== Dataset entries ==
PR #12144, opened 2020-06-13
EVP: allow empty strings to EVP_Decode* functions

### LINKED ISSUE #12143: EVP_DecodeBlock dereferences *f pointer even if n == 0
https://github.com/openssl/openssl/blob/e7fb44e7c3f7a37ff83a6b69ba51a738e549bf5c/crypto/evp/encode.c#L426

Does it expect to find a null terminator if `n == 0` ?
Maybe move the check `(n > 0)` to the left side of condition?

levitte:
This is a simple check order correction.

Fixes #12143

### DIFF
--- a/crypto/evp/encode.c
+++ b/crypto/evp/encode.c
@@ -423,7 +423,7 @@ static int evp_decodeblock_int(EVP_ENCODE_CTX *ctx, unsigned char *t,
         table = data_ascii2bin;
 
     /* trim white space from the start of the line. */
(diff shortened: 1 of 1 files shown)


levitte:
I've checked; this PR cherry-picks cleanly in 1.1.1

kaduk:
Setting ready-to-merge directly, since Pauli's review is more than 24 hours old.

paulidale:
Merged to master and 1.1.1.

PR #12160, opened 2020-06-15
use safe primes in ssl_get_auto_dh()

tomato42:
DH_get_1024_160() and DH_get_2048_224() return parameters from
RFC5114. Those parameters include primes with known small subgroups,
making them unsafe. Change the code to use parameters from
RFC 2409 and RFC 3526 instead (group 2 and 14 respectively).

This patch also adds automatic selection of 4096 bit params for 4096 bit
RSA keys

backport of 7646610 to 1.1.1

see also #12061 and #12060

Signed-off-by: Hubert Kario <hkario@redhat.com>

##### Checklist

### DIFF
--- a/ssl/t1_lib.c
+++ b/ssl/t1_lib.c
@@ -2439,46 +2439,48 @@ int SSL_check_chain(SSL *s, X509 *x, EVP_PKEY *pk, STACK_OF(X509) *chain)
 #ifndef OPENSSL_NO_DH
 DH *ssl_get_auto_dh(SSL *s)
 {
+    DH *dhp = NULL;
+    BIGNUM *p = NULL, *g = NULL;
     int dh_secbits = 80;
-    if (s->cert->dh_tmp_auto == 2)
-        return DH_get_1024_160();
-    if (s->s3->tmp.new_cipher->algorithm_auth & (SSL_aNULL | SSL_aPSK)) {
-        if (s->s3->tmp.new_cipher->strength_bits == 256)
-            dh_secbits = 128;
-        else
-            dh_secbits = 80;
-    } else {
-        if (s->s3->tmp.cert == NULL)
-            return NULL;
-        dh_secbits = EVP_PKEY_security_bits(s->s3->tmp.cert->privatekey);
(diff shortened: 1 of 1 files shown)


ssl/t1_lib.c
```diff
@@ -2440,45 +2440,46 @@ int SSL_check_chain(SSL *s, X509 *x, EVP_PKEY *pk, STACK_OF(X509) *chain)
...
-            p = BN_get_rfc3526_prime_3072(NULL);
-        if (p == NULL || !DH_set0_pqg(dhp, p, NULL, g)) {
-            DH_free(dhp);
-            BN_free(p);
-            BN_free(g);
-            return NULL;
-        }
-        return dhp;
+    DH *dhp = DH_new();
+    BIGNUM *p, *g;
```
kroeckx, line 2457: You have the variables in the middle of a function again, they need to be at the start of a block

ssl/t1_lib.c
```diff
@@ -2440,45 +2440,46 @@ int SSL_check_chain(SSL *s, X509 *x, EVP_PKEY *pk, STACK_OF(X509) *chain)
...
+    if (dhp == NULL)
+        return NULL;
+    g = BN_new();
+    if (g == NULL || !BN_set_word(g, 2)) {
+        DH_free(dhp);
+        BN_free(g);
+        return NULL;
+    }
+    if (dh_secbits >= 192)
+        p = BN_get_rfc3526_prime_8192(NULL);
```
slontis, line 2467: Can you use RFC7919 here instead?

ssl/t1_lib.c
slontis: Set them all at the top with values of NULL.

ssl/t1_lib.c
tomato42: why do we want different behaviour in 1.1.1 and master?

ssl/t1_lib.c
tomato42: done

t8m:
Merged to 1.1.1. Thank you for the PR.

PR #12162, opened 2020-06-16
  Add fix for RSA keygen in FIPS using keysizes 2048 < bits < 3072 

### LINKED ISSUE #11863: Openssl 3.0.0alpha3 fips provider - RSA keygen doesn't allow 2048 < modulus < 3072
Expect to be able to generate RSA keys with bitlen >2048 and <3072 as it is FIPS valid. 

Observation during RSA key gen using old API (EVP_PKEY_CTX_set_rsa_keygen_bits) but with fips provider loaded into NULL context. 

- As expected, setting bits = 2048, 3072 or 4096 succeed no problem.
- Setting bits > 3072 succeeds also.
- But setting bits > 2048 and less than 3072 returns error (with no error info)

```
#include <openssl/provider.h>
#include <openssl/crypto.h>
#include <openssl/evp.h>
#include <openssl/err.h>
#include <openssl/rsa.h>


{
    EVP_PKEY *pkey = NULL;
    EVP_PKEY_CTX *gen_ctx;
    int ret;
    int bits = 2080; /* example failing bits value */

    OSSL_PROVIDER_set_default_search_path(NULL, "/home/user/ossl-install/main/lib/ossl-modules/");
    if (!OPENSSL_CTX_load_config(NULL, "/home/user/ossl-install/cnf/openssl.cnf")) goto end;

    printf("Generating RSA key ( %d bits) \n", bits);
    gen_ctx = EVP_PKEY_CTX_new_id(NID_rsaEncryption, NULL);   

    if (EVP_PKEY_CTX_set_rsa_keygen_bits(gen_ctx, bits) <= 0) goto end;

    printf("... done generating RSA key\n");

end:
    printf ("err:\n");
    ERR_print_errors_fp(stderr);
    EVP_PKEY_free(pkey);
    EVP_PKEY_CTX_free(gen_ctx);
    return 1;
}
```
And the openssl.cnf contains

```
openssl_conf = openssl_init

.include /home/user/ossl-install/cnf/fips.cnf
[openssl_init]
providers = provider_sect
alg_section = algorithm_sect

[provider_sect]
fips = fips_sect

[algorithm_sect]
default_properties = fips=yes
```
And failing output

```
default provider available: 0
fips provider available: 1
Generating RSA key ( 2080 bits) 
err:
```

slontis:
Fixes #11863

##### Checklist

### DIFF
--- a/apps/genpkey.c
+++ b/apps/genpkey.c
@@ -21,13 +21,15 @@
 # include <openssl/engine.h>
 #endif
 
-static int init_keygen_file(EVP_PKEY_CTX **pctx, const char *file, ENGINE *e);
+static int init_keygen_file(EVP_PKEY_CTX **pctx, const char *file, ENGINE *e,
+                            OPENSSL_CTX *libctx, const char *propq);
 static int genpkey_cb(EVP_PKEY_CTX *ctx);
 
 typedef enum OPTION_choice {
     OPT_ERR = -1, OPT_EOF = 0, OPT_HELP,
     OPT_ENGINE, OPT_OUTFORM, OPT_OUT, OPT_PASS, OPT_PARAMFILE,
     OPT_ALGORITHM, OPT_PKEYOPT, OPT_GENPARAM, OPT_TEXT, OPT_CIPHER,
+    OPT_CONFIG,
     OPT_PROV_ENUM
 } OPTION_CHOICE;
 
@@ -41,6 +43,7 @@ const OPTIONS genpkey_options[] = {
     {"algorithm", OPT_ALGORITHM, 's', "The public key algorithm"},
     {"pkeyopt", OPT_PKEYOPT, 's',
      "Set the public key algorithm option as opt:value"},
+     OPT_CONFIG_OPTION,
 
     OPT_SECTION("Output"),
     {"out", OPT_OUT, '>', "Output file"},
@@ -60,6 +63,7 @@ const OPTIONS genpkey_options[] = {
 
 int genpkey_main(int argc, char **argv)
 {
+    CONF *conf = NULL;
     BIO *in = NULL, *out = NULL;
     ENGINE *e = NULL;
     EVP_PKEY *pkey = NULL;
@@ -69,6 +73,8 @@ int genpkey_main(int argc, char **argv)
     OPTION_CHOICE o;
     int outformat = FORMAT_PEM, text = 0, ret = 1, rv, do_param = 0;
     int private = 0;
+    OPENSSL_CTX *libctx = app_get0_libctx();
+    const char *propq = app_get0_propq();
 
     prog = opt_init(argc, argv, genpkey_options);
     while ((o = opt_next()) != OPT_EOF) {
@@ -98,11 +104,11 @@ int genpkey_main(int argc, char **argv)
         case OPT_PARAMFILE:
             if (do_param == 1)
                 goto opthelp;
-            if (!init_keygen_file(&ctx, opt_arg(), e))
+            if (!init_keygen_file(&ctx, opt_arg(), e, libctx, propq))
                 goto end;
             break;
         case OPT_ALGORITHM:
-            if (!init_gen_str(&ctx, opt_arg(), e, do_param))
+            if (!init_gen_str(&ctx, opt_arg(), e, do_param, libctx, propq))
                 goto end;
             break;
         case OPT_PKEYOPT:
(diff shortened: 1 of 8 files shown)


slontis:
Please ignore the first commit (which is the dependent PR #11948)

slontis:
Note that currently genpkey passes when the generated pkey is not successfully written to a file. Does this need to be fixed?

NOTE: until the serializer can by seperated out as another provider, this test will not write out the key.

apps/genpkey.c
```diff
@@ -273,25 +296,27 @@ int init_gen_str(EVP_PKEY_CTX **pctx,
...
+    if (libctx == NULL || e != NULL) {
+        ameth = EVP_PKEY_asn1_find_str(&tmpeng, algname, -1);
 
 #ifndef OPENSSL_NO_ENGINE
-    if (!ameth && e)
-        ameth = ENGINE_get_pkey_asn1_meth_str(e, algname, -1);
+        if (!ameth && e)
+            ameth = ENGINE_get_pkey_asn1_meth_str(e, algname, -1);
 #endif
+        if (!ameth) {
```
mattcaswell, line 306: `ameth == NULL`

test/recipes/15-test_genrsa.t
```diff
@@ -105,3 +115,25 @@ ok(!run(app([ 'openssl', 'genpkey', '-algorithm', 'RSA',
...
+                '-provider_name', 'fips', '-mac_name', 'HMAC',
+                '-macopt', 'digest:SHA256', '-macopt', 'hexkey:00',
+                '-section_name', 'fips_sect'])),
+       "fipsinstall");
+
+    ok(run(app(['openssl', 'genpkey',
+                @prov,
+               '-algorithm', 'RSA',
+               '-pkeyopt', 'bits:2048',
+               '-out', 'genrsatest2080.pem'])),
```
mattcaswell, line 137: Shouldn't this say `bits:2080`?

slontis: You are correct - I know I tested it locally :)

slontis:
The genpkey test is now failing in fips mode - as there is no way to find the serializer to write out the key currently.

slontis:
Now that the base provider works, this uncovered another issue where the RSA object differs between the FIPS_MODULE and the base.. Which is not so good for i2d which uses offsets into this RSA object.

crypto/serializer/serializer_pkey.c
```diff
@@ -150,7 +150,8 @@ static int serializer_EVP_PKEY_to_bio(OSSL_SERIALIZER_CTX *ctx, BIO *out)
     if (ctx->ser == NULL)
         return 0;
 
-    if (ctx->ser->serialize_object == NULL) {
+    if (ctx->ser->serialize_object == NULL
+        || OSSL_SERIALIZER_provider(ctx->ser) != EVP_KEYMGMT_provider(keymgmt)) {
```
mattcaswell, line 154: Side note: I provided the same patch to @romen recently in relation to #12291.

romen: Matt's patch somehow broke the tests for EC in FIPS mode in #12291 that are currently working.

I wish we could merge 12291 before fixing things that break other things!

slontis: So that implies that the export is not working correctly for some edge case in ec and will need to be fixed.
You may notice that this PR is 60 PR's older than your one :) and it  is actually green.

romen: I am not opposed to merge this of course, but I would answer that we have been merging a lot of functionality without adding tests to make sure everything added is covered though.

That one is not green because it only adds tests that should have been showstoppers for previous PRs that got already merged!

slontis: Are you going to tell me that after your tests work that we have covered everything? :)

romen: Obviously 😂

OK, I am rereading my previous comment and it can indeed be read way more aggressively than I intended it to be!

slontis: Thanks for adding extra tests, I cant always think of every possible scenario..

slontis:
Before trying to merge - I noticed that openssl-genpkey.pod.in contained some libctx related fields that were replaced by an environment variable. So a small change was required to delete these.

slontis:
Thanks.. Merged to master.

PR #12164, opened 2020-06-16
Fix segfault in openssl app called with no args.

slontis:
This is a result of removal of interactive mode.
Redirected it to now use 'openssl help'.

##### Checklist


slontis:
Thanks. Merged to master.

== TASK DESCRIPTION ==
The response must consist solely of the lines from the first line of the entries through the line containing "Merged to master and 1.1.1.", repeated exactly.

== REPLY TO THE EXERCISE ==
PR #12144, opened 2020-06-13
EVP: allow empty strings to EVP_Decode* functions

### LINKED ISSUE #12143: EVP_DecodeBlock dereferences *f pointer even if n == 0
https://github.com/openssl/openssl/blob/e7fb44e7c3f7a37ff83a6b69ba51a738e549bf5c/crypto/evp/encode.c#L426

Does it expect to find a null terminator if `n == 0` ?
Maybe move the check `(n > 0)` to the left side of condition?

levitte:
This is a simple check order correction.

Fixes #12143

### DIFF
--- a/crypto/evp/encode.c
+++ b/crypto/evp/encode.c
@@ -423,7 +423,7 @@ static int evp_decodeblock_int(EVP_ENCODE_CTX *ctx, unsigned char *t,
         table = data_ascii2bin;
 
     /* trim white space from the start of the line. */
(diff shortened: 1 of 1 files shown)


levitte:
I've checked; this PR cherry-picks cleanly in 1.1.1

kaduk:
Setting ready-to-merge directly, since Pauli's review is more than 24 hours old.

paulidale:
Merged to master and 1.1.1.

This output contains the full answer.